[Work request]: Output every record below exactly as it appears.

═══

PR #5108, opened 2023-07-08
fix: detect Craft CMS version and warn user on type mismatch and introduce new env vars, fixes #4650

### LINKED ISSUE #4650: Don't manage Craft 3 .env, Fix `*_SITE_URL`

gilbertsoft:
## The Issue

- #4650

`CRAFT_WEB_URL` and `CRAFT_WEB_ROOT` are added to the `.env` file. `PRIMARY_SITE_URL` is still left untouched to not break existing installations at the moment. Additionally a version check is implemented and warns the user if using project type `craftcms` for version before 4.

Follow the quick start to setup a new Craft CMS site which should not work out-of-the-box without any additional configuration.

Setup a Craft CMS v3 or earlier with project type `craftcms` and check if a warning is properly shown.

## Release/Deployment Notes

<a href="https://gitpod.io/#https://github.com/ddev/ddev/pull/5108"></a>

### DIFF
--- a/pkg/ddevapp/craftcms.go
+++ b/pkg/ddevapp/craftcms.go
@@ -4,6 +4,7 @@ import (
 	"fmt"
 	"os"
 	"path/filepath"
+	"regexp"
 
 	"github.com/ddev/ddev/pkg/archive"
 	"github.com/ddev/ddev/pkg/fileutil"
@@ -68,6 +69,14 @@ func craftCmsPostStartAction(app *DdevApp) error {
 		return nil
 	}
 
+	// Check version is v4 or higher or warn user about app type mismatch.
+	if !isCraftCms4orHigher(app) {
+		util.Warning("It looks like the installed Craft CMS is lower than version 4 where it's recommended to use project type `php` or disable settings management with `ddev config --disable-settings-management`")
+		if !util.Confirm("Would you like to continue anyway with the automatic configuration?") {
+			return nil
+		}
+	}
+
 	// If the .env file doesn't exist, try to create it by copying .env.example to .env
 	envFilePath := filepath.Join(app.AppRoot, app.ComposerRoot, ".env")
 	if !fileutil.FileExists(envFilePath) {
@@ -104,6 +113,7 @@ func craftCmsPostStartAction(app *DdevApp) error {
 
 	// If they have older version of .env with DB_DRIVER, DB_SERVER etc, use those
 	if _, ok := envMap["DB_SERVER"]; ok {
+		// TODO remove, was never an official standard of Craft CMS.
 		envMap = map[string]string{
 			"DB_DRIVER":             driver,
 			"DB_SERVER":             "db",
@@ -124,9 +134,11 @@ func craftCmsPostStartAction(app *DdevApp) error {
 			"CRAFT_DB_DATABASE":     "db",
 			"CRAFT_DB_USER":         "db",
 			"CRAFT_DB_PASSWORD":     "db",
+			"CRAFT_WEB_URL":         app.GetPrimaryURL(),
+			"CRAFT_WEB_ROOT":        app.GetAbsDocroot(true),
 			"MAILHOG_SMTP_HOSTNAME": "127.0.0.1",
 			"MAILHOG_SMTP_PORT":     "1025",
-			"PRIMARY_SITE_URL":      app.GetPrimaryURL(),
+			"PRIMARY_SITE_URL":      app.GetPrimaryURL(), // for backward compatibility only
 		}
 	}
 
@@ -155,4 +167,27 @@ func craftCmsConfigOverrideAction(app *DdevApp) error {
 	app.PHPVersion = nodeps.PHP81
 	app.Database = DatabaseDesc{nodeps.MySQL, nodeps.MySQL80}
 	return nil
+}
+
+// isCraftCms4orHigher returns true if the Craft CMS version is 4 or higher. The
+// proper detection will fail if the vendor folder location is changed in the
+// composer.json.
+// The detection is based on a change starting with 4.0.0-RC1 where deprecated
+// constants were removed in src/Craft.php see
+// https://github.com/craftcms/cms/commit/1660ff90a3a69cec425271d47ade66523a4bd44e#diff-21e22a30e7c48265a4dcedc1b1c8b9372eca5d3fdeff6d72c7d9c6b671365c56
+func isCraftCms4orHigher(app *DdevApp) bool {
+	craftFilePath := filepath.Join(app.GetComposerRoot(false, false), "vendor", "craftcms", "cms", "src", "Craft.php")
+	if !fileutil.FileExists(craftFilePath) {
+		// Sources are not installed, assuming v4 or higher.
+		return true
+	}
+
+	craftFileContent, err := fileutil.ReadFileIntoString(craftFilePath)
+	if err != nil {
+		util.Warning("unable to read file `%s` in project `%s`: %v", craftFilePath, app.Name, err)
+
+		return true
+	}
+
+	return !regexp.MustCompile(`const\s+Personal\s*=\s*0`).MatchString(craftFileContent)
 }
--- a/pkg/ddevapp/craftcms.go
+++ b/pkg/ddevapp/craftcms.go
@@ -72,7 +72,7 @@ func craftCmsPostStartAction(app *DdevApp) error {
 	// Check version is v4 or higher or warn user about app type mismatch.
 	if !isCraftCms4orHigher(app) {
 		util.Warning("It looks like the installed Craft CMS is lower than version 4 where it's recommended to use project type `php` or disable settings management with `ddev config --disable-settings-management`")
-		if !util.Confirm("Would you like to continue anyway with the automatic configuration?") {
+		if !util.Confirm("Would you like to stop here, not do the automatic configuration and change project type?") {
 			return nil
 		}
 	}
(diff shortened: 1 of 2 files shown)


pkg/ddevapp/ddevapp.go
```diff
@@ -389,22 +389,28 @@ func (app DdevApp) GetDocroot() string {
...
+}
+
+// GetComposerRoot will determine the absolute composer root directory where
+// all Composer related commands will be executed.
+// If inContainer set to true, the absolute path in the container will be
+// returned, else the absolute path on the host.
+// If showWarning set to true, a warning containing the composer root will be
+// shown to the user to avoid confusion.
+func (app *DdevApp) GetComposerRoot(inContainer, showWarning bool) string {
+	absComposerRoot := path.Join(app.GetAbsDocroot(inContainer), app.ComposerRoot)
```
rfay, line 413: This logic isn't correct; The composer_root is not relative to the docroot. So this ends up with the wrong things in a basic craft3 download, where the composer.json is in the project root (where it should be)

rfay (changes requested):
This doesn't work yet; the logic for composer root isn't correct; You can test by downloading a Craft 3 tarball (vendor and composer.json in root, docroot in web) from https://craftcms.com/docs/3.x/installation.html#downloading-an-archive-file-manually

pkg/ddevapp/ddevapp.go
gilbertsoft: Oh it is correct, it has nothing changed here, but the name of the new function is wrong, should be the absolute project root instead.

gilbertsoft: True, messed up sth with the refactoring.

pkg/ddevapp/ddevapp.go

═══

[Response to this exercise]:
PR #5108, opened 2023-07-08
fix: detect Craft CMS version and warn user on type mismatch and introduce new env vars, fixes #4650

### LINKED ISSUE #4650: Don't manage Craft 3 .env, Fix `*_SITE_URL`

gilbertsoft:
## The Issue

- #4650

`CRAFT_WEB_URL` and `CRAFT_WEB_ROOT` are added to the `.env` file. `PRIMARY_SITE_URL` is still left untouched to not break existing installations at the moment. Additionally a version check is implemented and warns the user if using project type `craftcms` for version before 4.

Follow the quick start to setup a new Craft CMS site which should not work out-of-the-box without any additional configuration.

Setup a Craft CMS v3 or earlier with project type `craftcms` and check if a warning is properly shown.

## Release/Deployment Notes

<a href="https://gitpod.io/#https://github.com/ddev/ddev/pull/5108"></a>

### DIFF
--- a/pkg/ddevapp/craftcms.go
+++ b/pkg/ddevapp/craftcms.go
@@ -4,6 +4,7 @@ import (
 	"fmt"
 	"os"
 	"path/filepath"
+	"regexp"
 
 	"github.com/ddev/ddev/pkg/archive"
 	"github.com/ddev/ddev/pkg/fileutil"
@@ -68,6 +69,14 @@ func craftCmsPostStartAction(app *DdevApp) error {
 		return nil
 	}
 
+	// Check version is v4 or higher or warn user about app type mismatch.
+	if !isCraftCms4orHigher(app) {
+		util.Warning("It looks like the installed Craft CMS is lower than version 4 where it's recommended to use project type `php` or disable settings management with `ddev config --disable-settings-management`")
+		if !util.Confirm("Would you like to continue anyway with the automatic configuration?") {
+			return nil
+		}
+	}
+
 	// If the .env file doesn't exist, try to create it by copying .env.example to .env
 	envFilePath := filepath.Join(app.AppRoot, app.ComposerRoot, ".env")
 	if !fileutil.FileExists(envFilePath) {
@@ -104,6 +113,7 @@ func craftCmsPostStartAction(app *DdevApp) error {
 
 	// If they have older version of .env with DB_DRIVER, DB_SERVER etc, use those
 	if _, ok := envMap["DB_SERVER"]; ok {
+		// TODO remove, was never an official standard of Craft CMS.
 		envMap = map[string]string{
 			"DB_DRIVER":             driver,
 			"DB_SERVER":             "db",
@@ -124,9 +134,11 @@ func craftCmsPostStartAction(app *DdevApp) error {
 			"CRAFT_DB_DATABASE":     "db",
 			"CRAFT_DB_USER":         "db",
 			"CRAFT_DB_PASSWORD":     "db",
+			"CRAFT_WEB_URL":         app.GetPrimaryURL(),
+			"CRAFT_WEB_ROOT":        app.GetAbsDocroot(true),
 			"MAILHOG_SMTP_HOSTNAME": "127.0.0.1",
 			"MAILHOG_SMTP_PORT":     "1025",
-			"PRIMARY_SITE_URL":      app.GetPrimaryURL(),
+			"PRIMARY_SITE_URL":      app.GetPrimaryURL(), // for backward compatibility only
 		}
 	}
 
@@ -155,4 +167,27 @@ func craftCmsConfigOverrideAction(app *DdevApp) error {
 	app.PHPVersion = nodeps.PHP81
 	app.Database = DatabaseDesc{nodeps.MySQL, nodeps.MySQL80}
 	return nil
+}
+
+// isCraftCms4orHigher returns true if the Craft CMS version is 4 or higher. The
+// proper detection will fail if the vendor folder location is changed in the
+// composer.json.
+// The detection is based on a change starting with 4.0.0-RC1 where deprecated
+// constants were removed in src/Craft.php see
+// https://github.com/craftcms/cms/commit/1660ff90a3a69cec425271d47ade66523a4bd44e#diff-21e22a30e7c48265a4dcedc1b1c8b9372eca5d3fdeff6d72c7d9c6b671365c56
+func isCraftCms4orHigher(app *DdevApp) bool {
+	craftFilePath := filepath.Join(app.GetComposerRoot(false, false), "vendor", "craftcms", "cms", "src", "Craft.php")
+	if !fileutil.FileExists(craftFilePath) {
+		// Sources are not installed, assuming v4 or higher.
+		return true
+	}
+
+	craftFileContent, err := fileutil.ReadFileIntoString(craftFilePath)
+	if err != nil {
+		util.Warning("unable to read file `%s` in project `%s`: %v", craftFilePath, app.Name, err)
+
+		return true
+	}
+
+	return !regexp.MustCompile(`const\s+Personal\s*=\s*0`).MatchString(craftFileContent)
 }
--- a/pkg/ddevapp/craftcms.go
+++ b/pkg/ddevapp/craftcms.go
@@ -72,7 +72,7 @@ func craftCmsPostStartAction(app *DdevApp) error {
 	// Check version is v4 or higher or warn user about app type mismatch.
 	if !isCraftCms4orHigher(app) {
 		util.Warning("It looks like the installed Craft CMS is lower than version 4 where it's recommended to use project type `php` or disable settings management with `ddev config --disable-settings-management`")
-		if !util.Confirm("Would you like to continue anyway with the automatic configuration?") {
+		if !util.Confirm("Would you like to stop here, not do the automatic configuration and change project type?") {
 			return nil
 		}
 	}
(diff shortened: 1 of 2 files shown)


pkg/ddevapp/ddevapp.go
```diff
@@ -389,22 +389,28 @@ func (app DdevApp) GetDocroot() string {
...
+}
+
+// GetComposerRoot will determine the absolute composer root directory where
+// all Composer related commands will be executed.
+// If inContainer set to true, the absolute path in the container will be
+// returned, else the absolute path on the host.
+// If showWarning set to true, a warning containing the composer root will be
+// shown to the user to avoid confusion.
+func (app *DdevApp) GetComposerRoot(inContainer, showWarning bool) string {
+	absComposerRoot := path.Join(app.GetAbsDocroot(inContainer), app.ComposerRoot)
```
rfay, line 413: This logic isn't correct; The composer_root is not relative to the docroot. So this ends up with the wrong things in a basic craft3 download, where the composer.json is in the project root (where it should be)

rfay (changes requested):
This doesn't work yet; the logic for composer root isn't correct; You can test by downloading a Craft 3 tarball (vendor and composer.json in root, docroot in web) from https://craftcms.com/docs/3.x/installation.html#downloading-an-archive-file-manually

pkg/ddevapp/ddevapp.go
gilbertsoft: Oh it is correct, it has nothing changed here, but the name of the new function is wrong, should be the absolute project root instead.

gilbertsoft: True, messed up sth with the refactoring.

pkg/ddevapp/ddevapp.go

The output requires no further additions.